▸ **Provided records**:
PR #3081, opened 2025-02-28
Chore/refactor cas2 applications

daveawc:
- removed duplicated calls to get offender information
- corrected functionality to match [the documentation](https://dsdmoj.atlassian.net/wiki/spaces/AP/pages/4680581265/CAS2+Access+to+offenders+with+restrictions+or+exclusions) that should only allow applications to be created on Full person types.
- replaced deprecated @OrderBy annotations

### DIFF
--- a/src/main/kotlin/uk/gov/justice/digital/hmpps/approvedpremisesapi/service/cas2/Cas2OffenderService.kt
+++ b/src/main/kotlin/uk/gov/justice/digital/hmpps/approvedpremisesapi/service/cas2/Cas2OffenderService.kt
@@ -174,6 +174,10 @@ class Cas2OffenderService(
       }
     }
 
+    if (offender.currentExclusion || offender.currentRestriction) {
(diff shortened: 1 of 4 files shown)


davidatkinsuk (approved):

▸ **Exercise description**: Looking at the listing above, which lines hold "justice"? Copy every such line.

▸ **Response to this task**:
--- a/src/main/kotlin/uk/gov/justice/digital/hmpps/approvedpremisesapi/service/cas2/Cas2OffenderService.kt
+++ b/src/main/kotlin/uk/gov/justice/digital/hmpps/approvedpremisesapi/service/cas2/Cas2OffenderService.kt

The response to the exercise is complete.